=== Data supplied ===
PR #739, opened 2024-06-18
Breaking: Materialize `DimArray` or `DimStack` From a Table

### LINKED ISSUE #335: Add a Tables.materializer method
This will help getting `DimArray`/`DimStack` as a return value from operations on tables.

JoshuaBillson:
#### Description:

resolves #335 

This PR aims to let users construct either a `DimStack` or `DimArray` from a table with one or more coordinate columns.

Unlike the existing contructor, rows may be out of order or even missing altogether.

#### Performance:

The algorithm is O(n), requiring two forward passes for each dimension to determine the correct order of rows.

**1000x1000:** 0.005 Seconds

**2000x2000:** 0.025 Seconds

**4000x4000:** 0.108 Seconds

**8000x8000:** 0.376 Seconds

#### Example:
```julia
julia> r = DimArray(rand(UInt8, 1000, 1000), (X, Y));

julia> t = r |> DataFrame |> Random.shuffle!;

julia> restored = DimArray(t, dims(r));

julia> all(r .== restored)
true
```

#### Next Steps:

1. Finalize method signatures.
2. Decide what to do with missing rows. Currently, users may choose a missing value to fill in (`missing` by default).
3. Add support for a `:geometry` column.
4. Write test cases.
5. Update docs.


src/table_ops.jl
```diff
@@ -0,0 +1,77 @@
...
+# Get names of data columns from table
+function _data_col_names(table, dims::Tuple)
+    dim_cols = name.(dims)
+    return filter(x -> !(x in dim_cols), Tables.columnnames(table))
+end
+
+# Determine the ordinality of a set of numerical coordinates
+function _coords_to_ords(coords::AbstractVector, dim::AbstractVector{<:Real})
+    stride = (last(dim) - first(dim)) / (length(dim) - 1)
+    return round.(UInt32, ((coords .- first(dim)) ./ stride) .+ 1)
```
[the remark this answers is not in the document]
JoshuaBillson: Do you mean something like this?

```julia
# Determine the ordinality of a set of regularly spaced numerical coordinates with a starting locus
function _coords_to_ords(
    coords::AbstractVector, 
    dim::Dimension, 
    ::Type{<:Real},
    ::DimensionalData.Start, 
    ::DimensionalData.Regular)
    step = (last(dim) - first(dim)) / (length(dim) - 1)
    return floor.(Int, ((coords .- first(dim)) ./ step) .+ 1)
end

# Determine the ordinality of a set of regularly spaced numerical coordinates with a cenered locus
function _coords_to_ords(
    coords::AbstractVector, 
    dim::Dimension, 
    ::Type{<:Real},
    ::DimensionalData.Center, 
    ::DimensionalData.Regular)
    step = (last(dim) - first(dim)) / (length(dim) - 1)
    return round.(Int, ((coords .- first(dim)) ./ step) .+ 1)
end

# Determine the ordinality of a set of regularly spaced numerical coordinates with an end locus
function _coords_to_ords(
    coords::AbstractVector, 
    dim::Dimension, 
    ::Type{<:Real},
    ::DimensionalData.End, 
    ::DimensionalData.Regular)
    step = (last(dim) - first(dim)) / (length(dim) - 1)
    return ceil.(Int, ((coords .- first(dim)) ./ step) .+ 1)
end

# Determine the ordinality of a set of categorical or irregular coordinates
function _coords_to_ords(coords::AbstractVector, dim::Dimension, ::Any, ::Any, ::Any)
    return map(c -> DimensionalData.selectindices(dim, At(c)), coords)
end

# Preprocessing methods for _coords_to_ords
_coords_to_ords(coords::AbstractVector, dim::Dimension) = _coords_to_ords(coords, dim, eltype(dim), locus(dim), span(dim))
_coords_to_ords(coords::Tuple, dims::Tuple) = Tuple(_coords_to_ords(c, d) for (c, d) in zip(coords, dims))
_coords_to_ords(coords::NamedTuple, dims::Tuple) = _coords_to_ords(Tuple(coords[d] for d in name.(dims)), dims)
```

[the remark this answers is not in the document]
rafaqz: Yep pretty much.

Except use `Contains` for `Intervals` rather than `At`. We could allow users to pass in the selector too, so they can use `Near` or a tolerance with `At`. The default selector can be `nothing` to let use choose specific defaults, or not use selectors at all in the other methods.

(Also note `Tuple(x for x in sometuple)` is not the best pattern for the compiler as it loses the length of the tuple in the iteration, and has to lift it back to a type at runtime. `map` keeps the length so its preferable for small tuples.)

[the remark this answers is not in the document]
JoshuaBillson: I like the idea of letting users choose a selector, but I'm not sure how well it will work in practice. The problem is that `selectindices` is orders of magnitude slower for large regularly spaced dimensions, so it could be a performance footgun. I suppose we could only use it for dimensions caught by the fourth method, but this might result in unexpected behaviour for end users.

JoshuaBillson:
There's still a few questions that need resolving:

1. What do we do with missing rows? This can be handled explicitly in `Rasters.jl`, but `DimArrays` have no concept of missing values. We could let users choose a missing value to write, or we could encode it explicitly with `missing`. We could also disallow the existence of missing rows, but I don't think this is an ideal solution.
2. How should we handle a `:geometry` column? I know that several packages in the Julia ecosystem are using this convention, but I don't have much experience with them. Can we assume `:geometry` will contain tuples of coordinates, or could they also be some sort of geometry like `Meshes.Point`?

src/table_ops.jl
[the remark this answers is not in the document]
rafaqz: Sure. But regular At is pretty strict, they need to be the exact values from the lookup.

It should only be one order of magnitude slower for range dims? But yes vector dims will be slow.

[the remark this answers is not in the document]
JoshuaBillson: Here's the results for 3 000 000 coordinates, where Y only has length 1000:

```julia
julia> @btime DimensionalData._coords_to_ords(coords, dims(r,Y), Int, DimensionalData.End(), DimensionalData.Regular());
  3.832 ms (11 allocations: 22.89 MiB)

julia> @btime DimensionalData._coords_to_ords(coords, dims(r,Y), 1, 1, 1);
  949.727 ms (11 allocations: 22.89 MiB)
```

This would take several seconds to reconstruct a 1000 x 1000 array. It would be far slower for anything of a reasonable size.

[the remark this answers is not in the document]
rafaqz: What are the dims?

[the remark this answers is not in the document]
rafaqz: They should be the same speed... Maybe Base.OneTo is missing optimisations for `searchsorted` in base Julia.

In that case we should stop using it!

There shouldn't be a slow path for ranges

asinghvi17:
I think it's best to test that the geometry column's elements have `GI.PointTrait` - then you can always extract e.g. `GI.x(point)` and the same for `y`, `z`, and `m`.  You can also interrogate the dimension via `GI.is3d, GI.ismeasured`.

rafaqz:
DimensionalData.jl does not depend on GeoInterface

JoshuaBillson:
> DimensionalData.jl does not depend on GeoInterface

Being able to interact with geometries in a generic fashion would help us interop with other packages. `GeoInterface`'s only dependency is `Extents`, which we already depend on. After importing `DimensionalData`, `GeoInterface` loads in 0.008 seconds.

I also see that `Rasters` already depends on `GeoInterface`. We could simply ignore the `:geometry` column in `DimensionalData`, then implement the additional functionality in `Rasters`. However, I think the problem is general enough to be implemented here.

rafaqz:
It's not about deps or timing, it's about clean feature scope. 

The promise here is that Rasters (and YAX) have all the geo deps and features, so non-geo people don't have to worry about them. Some of the biggest contributors here use DD for unrelated fields.

I would ignore point columns here entirely and instead write the code so it's easy for Rasters to handle them. Taking the underscores off a few functions and documenting them as an real interface will help that.

JoshuaBillson:
I've updated the docstrings for both the `DimArray` and `DimStack` constructors. By default, materializers will now use the `Contains` selector for irregular and non-numeric coordinates, with the option to specify an alternative when desired. We're exporting the `restore_array` and `coords_to_index` methods to be used by downstream packages like `Rasters.jl`. I've also written several test cases to show that we can handle tables with out of order and missing rows. If everything looks good, I think we can go ahead and merge this PR.

src/DimensionalData.jl
```diff
@@ -77,13 +77,17 @@ export dimnum, hasdim, hasselection, otherdims
 # utils
 export set, rebuild, reorder, modify, broadcast_dims, broadcast_dims!, mergedims, unmergedims
 
+# table utils
+export restore_array, coords_to_index
```
rafaqz, line 81: Let's not export these, just  document that they can be used as api

src/array/array.jl
```diff
@@ -334,7 +334,7 @@ end
     DimArray <: AbstractDimArray
 
     DimArray(data, dims, refdims, name, metadata)
-    DimArray(data, dims::Tuple; refdims=(), name=NoName(), metadata=NoMetadata())
+    DimArray(data, dims::Tuple; refdims=(), name=NoName(), metadata=NoMetadata(), selector=Contains)
```
rafaqz, line 337: Better to pass a constructed selector `Contains()` that we rebuild. Then `At` can have `atol`

src/array/array.jl
```diff
@@ -429,6 +430,13 @@ function DimArray(A::AbstractBasicDimArray;
     newdata = collect(data)
     DimArray(newdata, format(dims, newdata); refdims, name, metadata)
 end
+# Write a single column from a table with one or more coordinate columns to a DimArray
+function DimArray(table, dims; name=NoName(), selector=DimensionalData.Contains, kw...)
+    indices = coords_to_index(table, dims; selector=selector)
```
rafaqz, line 435:
```suggestion
    indices = coords_to_index(table, dims; selector)
```

src/table_ops.jl
```diff
@@ -0,0 +1,163 @@
...
+julia> coords_to_index(t, dims(d))
+65536-element Vector{Int64}:
+     1
+     2
+     ⋮
+ 65535
+ 65536
+```
+"""
+function coords_to_index(table, dims::Tuple; selector=DimensionalData.Contains)
```
rafaqz, line 69:
```suggestion
function coords_to_index(table, dims::Tuple; selector=DimensionalData.Contains())
```

src/table_ops.jl
```diff
@@ -0,0 +1,163 @@
...
+    ::Type{<:Real},
+    ::DimensionalData.End, 
+    ::DimensionalData.Regular)
+    step = (last(dim) - first(dim)) / (length(dim) - 1)
+    return ceil.(Int, ((coords .- first(dim)) ./ step) .+ 1)
+end
+
+# Determine the ordinality of a set of categorical or irregular coordinates
+function _coords_to_ords(coords::AbstractVector, dim::Dimension, ::Type{T}, ::Any, ::Any, ::Any) where {T<:DimensionalData.Selector}
+    return map(c -> DimensionalData.selectindices(dim, T(c)), coords)
```
rafaqz, line 137:
```suggestion
    return map(c -> DimensionalData.selectindices(dim, rebuild(sel, c)), coords)
```

src/table_ops.jl
```diff
@@ -0,0 +1,163 @@
...
+    coords::AbstractVector, 
+    dim::Dimension, 
+    ::Type{<:DimensionalData.Selector},
+    ::Type{<:Real},
+    ::DimensionalData.Start, 
+    ::DimensionalData.Regular)
+    step = (last(dim) - first(dim)) / (length(dim) - 1)
+    return floor.(Int, ((coords .- first(dim)) ./ step) .+ 1)
+end
+
```
rafaqz, line 110:
```suggestion
```

src/table_ops.jl
```diff
@@ -0,0 +1,163 @@
...
+function _data_col_names(table, dims::Tuple)
+    dim_cols = name(dims)
+    return filter(x -> !(x in dim_cols), Tables.columnnames(table))
+end
+
+# Determine the ordinality of a set of regularly spaced numerical coordinates with a starting locus
+function _coords_to_ords(
+    coords::AbstractVector, 
+    dim::Dimension, 
+    ::Type{<:DimensionalData.Selector},
```
rafaqz, line 103:
```suggestion
    ::DimensionalData.Selector,
```

src/table_ops.jl
```diff
@@ -0,0 +1,163 @@
...
+    ::DimensionalData.Regular)
+    step = (last(dim) - first(dim)) / (length(dim) - 1)
+    return floor.(Int, ((coords .- first(dim)) ./ step) .+ 1)
+end
+
+# Determine the ordinality of a set of regularly spaced numerical coordinates with a central locus
+function _coords_to_ords(
+    coords::AbstractVector, 
+    dim::Dimension, 
+    ::Type{<:DimensionalData.Selector},
```
rafaqz, line 115:
```suggestion
    ::DimensionalData.Selector,
```

src/table_ops.jl
```diff
@@ -0,0 +1,163 @@
...
+    ::DimensionalData.Regular)
+    step = (last(dim) - first(dim)) / (length(dim) - 1)
+    return round.(Int, ((coords .- first(dim)) ./ step) .+ 1)
+end
+
+# Determine the ordinality of a set of regularly spaced numerical coordinates with an end locus
+function _coords_to_ords(
+    coords::AbstractVector, 
+    dim::Dimension, 
+    ::Type{<:DimensionalData.Selector},
```
rafaqz, line 127: We need dispatch on Contains/Near/At here as At should fail if it's not exact or within atol, and Near should use the end value if the data is outside the lookup range.

Contains falls back to exact At for `Points`.

This is a bit annoying to implement but the behaviour should really be the same as for selectors in other places.

src/table_ops.jl
```diff
@@ -0,0 +1,163 @@
...
+    ::Type{<:Real},
+    ::DimensionalData.End, 
+    ::DimensionalData.Regular)
+    step = (last(dim) - first(dim)) / (length(dim) - 1)
+    return ceil.(Int, ((coords .- first(dim)) ./ step) .+ 1)
+end
+
+# Determine the ordinality of a set of categorical or irregular coordinates
+function _coords_to_ords(coords::AbstractVector, dim::Dimension, ::Type{T}, ::Any, ::Any, ::Any) where {T<:DimensionalData.Selector}
```
rafaqz, line 136:
```suggestion
function _coords_to_ords(coords::AbstractVector, dim::Dimension, sel::DimensionalData.Selector, ::Any, ::Any, ::Any)
```

rafaqz (changes requested):
This is good, but a few minor changes are needed for it to be correct. Constructed selectors should be allowed so At can have `atol`. We can just construct selector types at the outer level (they're just filled with `nothing`.

Then there is a bit more dispatch needed to make the fast paths correct for At/Near/Contains with their standard behaviour.

rafaqz:
I've been wondering if we can also detect the dimensions? 

So find the minimum and maximum values and the smallest step (after sorting)? Then check if the step is consistent and choose Regular/Irregular?

rafaqz:
Yeah we probably need a tolerance check.

We could allow specifying if some dimensions are not sorted, like `dims=(X=ForwardOrdered(), Y=ReverseOrdered, C=Unordered())`

src/table_ops.jl
JoshuaBillson: I'm not quite sure that I follow. Are you saying that `At` should throw an error when any of the values fall outside of the tolerance? Should this be the case for all methods dispatching on regular numerical dimensions, or just the method you highlighted? 

If so, then we could first compute the floating point index for each value, then compare each value with the integer index produced by `round`/`ceil`/`floor`. If the difference between the two falls outside of the tolerance for any element, then we throw an error.
```julia
float_ords = ((coords .- first(dim)) ./ step) .+ 1
int_ords = ceil.(Int, float_ords)
invalid_value = findfirst(>(tol), abs.(float_ords .- int_ords))
if !isnothing(invalid_value)
    DD.Lookups._selnotfound(dim, rebuild(sel, coords[invalid_value]))
end
return int_ords
```

In the case of `Near`, we could probably just clamp the indices to `[1, length(dim)]` to handle values outside the lookup range.

rafaqz: > Are you saying that At should throw an error when any of the values fall outside of the tolerance

Yes, and if a value doesn't exactly match at lookup value when there is no tolerance.

Then, `Near` should never error for any numerical/date etc values (clamping may be an efficient way to do that), and `Contains` should error when none of the intervals in the lookup contain the value (so for `Regular` lookups its `Near` with no clamping).

JoshuaBillson:
I've implemented the `guess_dims` method to infer dimensions directly from the data. It should work for both sorted and shuffled data and can handle missing rows. If the data is sorted, you shouldn't need to specify the ordering, since it can be inferred directly. In the case of shuffled data, you will need to give the order as a `Dim => Order` pair. If the names of your coordinate columns can be safely guessed (currently `:X`, `:Y`, `:Z`, `:Ti`, and `:Band`) and the data is sorted, then we should be able to infer the dimensions without any input from the user.

Here's an example of it in action:
```julia
julia> xdims = X(LinRange{Float64}(610000.0, 661180.0, 2560));

julia> ydims = Y(LinRange{Float64}(6.84142e6, 6.79024e6, 2560));

julia> bdims = Dim{:Band}([:B02, :B03, :B04]);

julia> d = DimArray(rand(UInt16, 2560, 2560, 3), (xdims, ydims, bdims));

julia> t = DataFrame(d);

julia> t_rand = Random.shuffle(t);

julia> dims(d)
↓ X    Sampled{Float64} LinRange{Float64}(610000.0, 661180.0, 2560) ForwardOrdered Regular Points,
→ Y    Sampled{Float64} LinRange{Float64}(6.84142e6, 6.79024e6, 2560) ReverseOrdered Regular Points,
↗ Band Categorical{Symbol} [:B02, :B03, :B04] ForwardOrdered

julia> DD.guess_dims(t)
↓ X    Sampled{Float64} LinRange{Float64}(610000.0, 661180.0, 2560) ForwardOrdered Regular Points,
→ Y    Sampled{Float64} LinRange{Float64}(6.84142e6, 6.79024e6, 2560) ReverseOrdered Regular Points,
↗ Band Categorical{Symbol} [:B02, :B03, :B04] ForwardOrdered

julia> DD.guess_dims(t, (X, Y, :Band))
↓ X    Sampled{Float64} LinRange{Float64}(610000.0, 661180.0, 2560) ForwardOrdered Regular Points,
→ Y    Sampled{Float64} LinRange{Float64}(6.84142e6, 6.79024e6, 2560) ReverseOrdered Regular Points,
↗ Band Categorical{Symbol} [:B02, :B03, :B04] ForwardOrdered

julia> DD.guess_dims(t_rand, (X => DD.ForwardOrdered(), Y => DD.ReverseOrdered(), :Band => DD.ForwardOrdered()))
↓ X    Sampled{Float64} LinRange{Float64}(610000.0, 661180.0, 2560) ForwardOrdered Regular Points,
→ Y    Sampled{Float64} LinRange{Float64}(6.84142e6, 6.79024e6, 2560) ReverseOrdered Regular Points,
↗ Band Categorical{Symbol} [:B02, :B03, :B04] ForwardOrdered

julia> DD.guess_dims(t_rand[1:10000,:], (X => DD.ForwardOrdered(), Y => DD.ReverseOrdered(), :Band => DD.ForwardOrdered()))
↓ X    Sampled{Float64} LinRange{Float64}(610000.0, 661180.0, 2560) ForwardOrdered Regular Points,
→ Y    Sampled{Float64} LinRange{Float64}(6.84142e6, 6.79024e6, 2560) ReverseOrdered Regular Points,
↗ Band Categorical{Symbol} [:B02, :B03, :B04] ForwardOrdered
```

As can be seen in the last example, `guess_dims` works even when we select only a small subset of the shuffled rows.

rafaqz:
This is awesome to have, thanks.

It may be a bit before I can fully review and test it but it looks good from a quick skim.

src/stack/stack.jl
```diff
@@ -278,6 +278,7 @@ end
 """
     DimStack <: AbstractDimStack
 
+    DimStack(table, dims; kw...)
```
rafaqz, line 281:
```suggestion
    DimStack(table, [dims]; kw...)
```

src/table_ops.jl
```diff
@@ -0,0 +1,307 @@
...
+ 65535
+ 65536
+```
+"""
+function coords_to_indices(table, dims::Tuple; selector=DimensionalData.Near())
+    return _coords_to_indices(table, dims, selector)
+end
+
+# Find the order of the table's rows according to the coordinate values 
+_coords_to_indices(table, dims::Tuple, sel::DimensionalData.Selector) = _coords_to_indices(_dim_cols(table, dims), dims, sel)
```
rafaqz, line 97:
```suggestion
_coords_to_indices(table, dims::Tuple, sel::DimensionalData.Selector) = 
    _coords_to_indices(_dim_cols(table, dims), dims, sel)
```

src/table_ops.jl
```diff
@@ -0,0 +1,307 @@
...
+end
+
+"""
+    guess_dims(table; kw...)
+    guess_dims(table, dims; precision=6)
+
+Guesses the dimensions of an array based on the provided tabular representation.
+
+# Arguments
+- `table`: The input data table, which could be a `DataFrame`, `DimTable`, or any other tabular data structure.
```
rafaqz, line 111:
```suggestion
- `table`: The input data table, which could be a `DataFrame`, `DimTable`, or any other Tables.jl compatible data structure. 
```

src/array/array.jl
```diff
@@ -429,6 +430,13 @@ function DimArray(A::AbstractBasicDimArray;
     newdata = collect(data)
     DimArray(newdata, format(dims, newdata); refdims, name, metadata)
 end
+# Write a single column from a table with one or more coordinate columns to a DimArray
+function DimArray(table, dims; name=NoName(), selector=DimensionalData.Near(), precision=6, kw...)
+    data = restore_array(table, dims; selector=selector, missingval=missing, name=name, precision=precision)
```
rafaqz, line 435: We should probably do a `Tables.istable` check at this point for a nicer error and stack trace, rather than failing deep in the internals.

src/stack/stack.jl
```diff
@@ -420,5 +421,12 @@ function DimStack(data::NamedTuple, dims::Tuple;
     all(map(d -> axes(d) == axes(first(data)), data)) || _stack_size_mismatch()
     DimStack(data, format(dims, first(data)), refdims, layerdims, metadata, layermetadata)
 end
+# Write each column from a table with one or more coordinate columns to a layer in a DimStack
+function DimStack(table, dims::Tuple; selector=DimensionalData.Contains(), kw...)
+    data_cols = _data_cols(table, dims)
```
rafaqz, line 426: Again we probably need a `Tables.istable` check here

src/table_ops.jl
```diff
@@ -0,0 +1,307 @@
...
+end
+
+# Get names of data columns from table
+function _data_col_names(table, dims::Tuple)
+    dim_cols = DD.name(dims)
+    return filter(x -> !(x in dim_cols), Tables.columnnames(table))
+end
+
+# Determine the ordinality of a set of coordinates
+_coords_to_ords(coords::AbstractVector, dim::DD.Dimension, sel::DD.Selector) = _coords_to_ords(coords, dim, sel, DD.locus(dim), DD.span(dim))
```
rafaqz, line 202: Are all of these DD and DimensionalData qualifiers needed?

src/table_ops.jl
```diff
@@ -0,0 +1,307 @@
...
+```
+"""
+guess_dims(table; kw...) = guess_dims(table, filter(x -> x in Tables.columnnames(table), (:X,:Y,:Z,:Ti,:Band)); kw...)
+guess_dims(table, dims::Tuple; kw...) = map(dim -> guess_dims(table, dim; kw...), dims)
+guess_dims(table, dim; precision=6) = _guess_dims(_get_column(table, dim), dim, precision)
+
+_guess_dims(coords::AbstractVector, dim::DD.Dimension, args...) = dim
===
_Task requirements_.
Each line above with the string "which" in it should be located and copied.

_Written reply_.
Being able to interact with geometries in a generic fashion would help us interop with other packages. `GeoInterface`'s only dependency is `Extents`, which we already depend on. After importing `DimensionalData`, `GeoInterface` loads in 0.008 seconds.
+- `table`: The input data table, which could be a `DataFrame`, `DimTable`, or any other tabular data structure.
- `table`: The input data table, which could be a `DataFrame`, `DimTable`, or any other Tables.jl compatible data structure. 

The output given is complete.